My own observations on Apteryx tell in the same direction. In the earliest stage in which the sternum is present it extends backwards to the level of the third thoracic rib; the first two ribs are united to it by joints, the third is loosely attached by connective tissue. In the next stage, the first three ribs are attached by joints, and the fourth by fibrous tissue. That is, as it appears to me, the portion of the sternum corresponding to the third and fourth ribs is formed by a backward growth of the anterior region and quite independently of the last two ribs, the union of which with it is a secondary process.
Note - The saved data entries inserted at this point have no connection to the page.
PR #24, opened 2021-12-06
deprecate set_from_nc

Evelyn-M:
set_method deprecation, as discussed.

Tests & tutorials are running.

1 minor modification (had nothing to do with set_ deprecation): GDP2Asset_converter_2.5arcmin.nc contains the column `if_RF`. Tutorial & gdp_asset.py modules were looking for the name `impf_RF`, which led to keyerror. Converted this back.


climada_petals/entity/exposures/gdp_asset.py
```diff
@@ -240,7 +240,7 @@ def _fast_impf_mapping(countryID, natID_info):
         float,float
         """
     nat = natID_info['ID']
-    impf_RF = natID_info['impf_RF']
+    impf_RF = natID_info['if_RF']
```
zeliest, line 243: Could you try to remove the NatRegIDs.csv file from your climada/data folder and run the code again? This should download the file again, I think that you may have an older version where if was not updated to impf yet. It seems like the column is named 'impf_RF' in the repo version https://github.com/CLIMADA-project/climada_python/blob/main/data/system/NatRegIDs.csv .

zeliest:
Except for the small impf comment, everything looks good :)

climada_petals/entity/exposures/gdp_asset.py
Evelyn-M: Right, converted this back in 6aa44ca

PR #28, opened 2022-01-05
Fix tc_surge_bathtub tests for climada_python#339

tovogt:
This fixes the tests for tc_surge_bathtub according to the changes to the function `read_raster_bounds` in the core repository (https://github.com/CLIMADA-project/climada_python/pull/339).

I am disposed to consider the stages in the phylogeny of the sternum to have been somewhat as follows:—
|1.||Segmentation of anterior and posterior elements (pre- and post-omosterna) from ventral ends of coracoids: there is no evidence to show whether these were originally paired or unpaired, but the former seems more likely.||Notidanus.|
|2.||Pre-and post-omosterna arise each from paired elements, which after wards unite, segmented from the coracoids: the pre-omosternum may be absent, and the post-omosternum may be formed in part from chondrites (? vestigial ribs) formed in the inscriptiones stendineæ (Urodela).||Amphibia.|
|3.||Disappearance of pre-omosternum: late union of first pair of thoracic ribs with post-omosternum.||Hypothetical.|
|4.||Post-omosternum separated from coracoids while still in the state of indifferent tissue, and chondrification retarded to a later period than that of the ribs.||Hypothetical.|
|5.||Sternum (post-omosternum) unites very early with the first pair of ribs, and chondrification extends into it from them; after chondrification it grows backwards, the remaining sternal ribs uniting successively with it.||Cnemidophorus (? Apteryx)|
|6.||Development of sternum further retarded until it first appears in the form of paired longitudinal bars, formed by the concrescence of the thoracic ribs.||Mammalia.|
Description Of Plate XIX.
Fig. 1. Shoulder-girdle of Notidanus indicus, viewed obliquely from the left side; one-half natural size: Cor., coracoid; scap., scapula; pr. om. st., pre-omosternum; pt. om. st., post-omosternum.
Fig. 2. Mid-ventral portion of the same, from beneath; natural size: Letters as before.
Fig. 3. Part of shoulder-girdle and sternum of a young frog (after W.K. Parker): Pr. Cor., pro-coracoid; cl., clavicle; the other letters as before.
Fig. 4. Early stage in the development of the shoulder-girdle and sternum of a lizard (Cnemidophorus) (after Goette): Th. Rb. 1., first thoracic rib; other letters as before.
Fig. 5. Early stage in the development of the sternum of man (after Ruge): Letters as before.
Fig. 6. Later stage of the same (after Ruge): x. pr., xiphoid process; other letters as before.